Vacation House Records 2003

Il grande successo che ha riscosso il nu-metal ‘spiritoso’ alla System Of A Down è da incolpare per un proliferare di bands che, raccogliendo l’eredità o meno, hanno abbracciato allegramente lo stile minestroso dei quattro armeni.
I marchigiani Egg in questo non sono da meno, e con 53 minuti ci deliziano con canzoni potenti spesso supportate da una base elettronica (o pseudo). E sui ritmi c’è da dire che fanno di tutto per solleticarvi i muscoli del collo in un headbanging furioso, peccato che i bassi non siano così potenti altrimenti c’era da buttar giù il tavolo.

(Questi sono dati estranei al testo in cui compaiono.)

PR #3101, opened 2025-05-21
Merge 3.0.5 into dev

Lestropie:
This is on the clunkier side because of `dev` now having *both* a mass reformatting of code *and* a re-arrangement on the file system. `git` now outright misses a lot of changes. So there will need to be extra diligence to make sure that changes applied to `master` prior to `3.0.5` have not been lost in the merging process. Assistance in that for PRs that are not my own would be appreciated.

Certainly the DWI metadata handling changes were initially problematic. On my first merge attempt the changes in #3011 disappeared. So what I have done is started with #2917, first brought that up to date with current `dev`, and then merged `3.0.5` onto that, knowing that much of the changes applied to `master` in #3011 were already manually applied based on the contents of #2917. This PR therefore supersedes #2917. I will however need to manually check the contents of #3011 and make sure nothing gets left out.

PR #3153, opened 2025-08-26
run.command(): Fix operation of -continue

Lestropie:
The existing implementation of -continue assumed that, for a list of elements to be provided to `subprocess.run()`, each element was a string, and therefore string operations could be applied. However with the adoption of `pathlib` for handling user-specified paths in #2678, an element in this list may be a class derived from those provided in the `pathlib` module that does not provide string functions.


Lestropie:
Failure here is due to #3149 not yet having been merged from `master` back to `dev`. I need to finish #3101 before that can happen. Merging despite CI failure as want to try to reduce open PR count.

PR #3155, opened 2025-08-27
fod2fixel: New metric "skew"

Lestropie:
Minor feature addition that had been committed to a branch but for which a PR had not been previously created. No idea whether it is of any utility, it's merely a "can".

- [ ] Add corresponding test data


Lestropie:
- [ ] On merge, delete `fod2fixel_skew` branch from test data repo and update tip of `dev` branch
    (that branch uses `fixelfilter_cfe` from #3163 as its base, so if this PR is merged after #3163 there should hopefully be no issue)

PR #3162, opened 2025-08-29
dwifslpreproc: Save bad slspec file

Lestropie:
If slice padding has been performed for topup compatibility, the removal of said padded slice must then be reflected in the slspec file for eddyqc compatibility (#2286). If this fails, then the slspec file should nevertheless be written to the scratch directory for diagnostic purposes.


jdtournier:
I suspect this PR has been superseded by #2505?

Lestropie:
Best guess is that it's a branch that was living on my local clone that had been superseded but not deleted, and so when I did a mass force push it re-appeared. Closing.

Issue #2630, opened 2023-05-10
Inclination vs elevation


Lestropie:
I've been aware of this one for a while, but didn't realise that I had not listed it. Has come back to the front of my mind due to playing with particularly #2626.

[Spherical coordinates](https://en.wikipedia.org/wiki/Spherical_coordinate_system) can be defined using different conventions, in terms or presence or absence of elements / ordering of elements / symbols for elements / reference & range for quantities. In BIDS [BEP016](https://github.com/bids-standard/bids-bep016) I've [stuck to ISO standard](https://github.com/bids-standard/bids-bep016/blob/8dee2f0f75f8c2dab1c6916d9f2f277e7101ca43/src/derivatives/05-diffusion-derivatives.md?plain=1#L147-L185) as much as possible. In *MRtrix3* code, one frequently sees references in this context to "az_el", ie. azimuth-elevation pairs. However the [`cos`](https://github.com/MRtrix3/mrtrix3/blob/3.0.4/core/math/sphere.h#L45) / [`acos`](https://github.com/MRtrix3/mrtrix3/blob/3.0.4/core/math/sphere.h#L87) transformations indicate that the origin of the second spherical angle is the z-axis. This would make it an *inclination* rather than elevation angle: the former uses the angle from the zenith direction, the latter uses the angle from the reference plane.

- [ ] Do code audit to make sure that there are no fundamental conflicts in how such values are transformed / interpreted in various places.
    One potential culprit I'm thinking of here is the calculation of lighting effects in OpenGL code.
- [ ] Find any manual manipulation of spherical vs cartesian directions and centralise it all to `MR::Math::Sphere`.
    I've already done this a little in #2626 and related, but it needs a more exhaustive search.
- [ ] Rename variables to properly reflect the actual encoding.
- [ ] Add somewhere in documentation the way in which such data are imported / exported.
    This could potentially include a copy-paste help page Description paragraph, or a version-matched documentation hyperlink.

Lestropie:
True; might we worth expanding the scope of the issue to cover the order of coefficients. The expected ranges should ideally not be of consequence since they should wash out in any relevant calculations; what matters most is the definition of where zero is. For inclination vs elevation as polar angle in particular, there should be a bunch of `cos()` / `acos()` vs. `sin()` / `asin()` calls in conversions to / from Cartesian.

The inhomogeneity certainly justifies my assertion of enforcing ISO in BEP016... 😄

fionaEyoung:
[...]

PR #3177, opened 2025-09-17
mrview: Change interpretation of light position

Lestropie:
Discovered when writing 3ddf1744dd53fdfbda595447ce363c190ddb7079 as part of #2918.

Blame initially reports 4835759438678adbc4237a83a4730c84f6dd4934 addressing #246 & part of tag `0.3.13`, but most recent change is bfa3bd2c1ed061f6b6c4ca06981e499078567b6c as part of `0.3.8`.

I pezzi in sè si discostano volentieri dallo stile classico nu-metal (e meno male) per lasciare il posto a diverse influenze reggae/pop, come nell’ironica Egganova; un’italiana storia di una gallina che si ribella verso il padrone.
Ancora adesso cosa viene urlato dal cantante Antonio nei pezzi resta un mistero; soprattutto quando in inglese la voce, causa anche un secondo piano immeritato, diventa un’accozzaglia di urli e gorgoglii. In verità un po’ tutti gli strumenti sembrano abbassati in modo da non coprire e non far risaltare niente, non ho minimamente notato il basso ora che ci penso.
Ah a proposito ma c’era tra gli strumenti? Ecco sì sì.
Insomma causa incomprensibilità generale delle tematiche e leggero caos produttivo nessun pezzo può davvero colpire l’ascoltatore; se non appunto per follia intrinseca dei quattro marchigiani.
Comunque dal punto di vista strettamente musicale gli Egg se la cavano in scioltezza, molto più che la maggior parte delle bands del genere in circolazione al momento.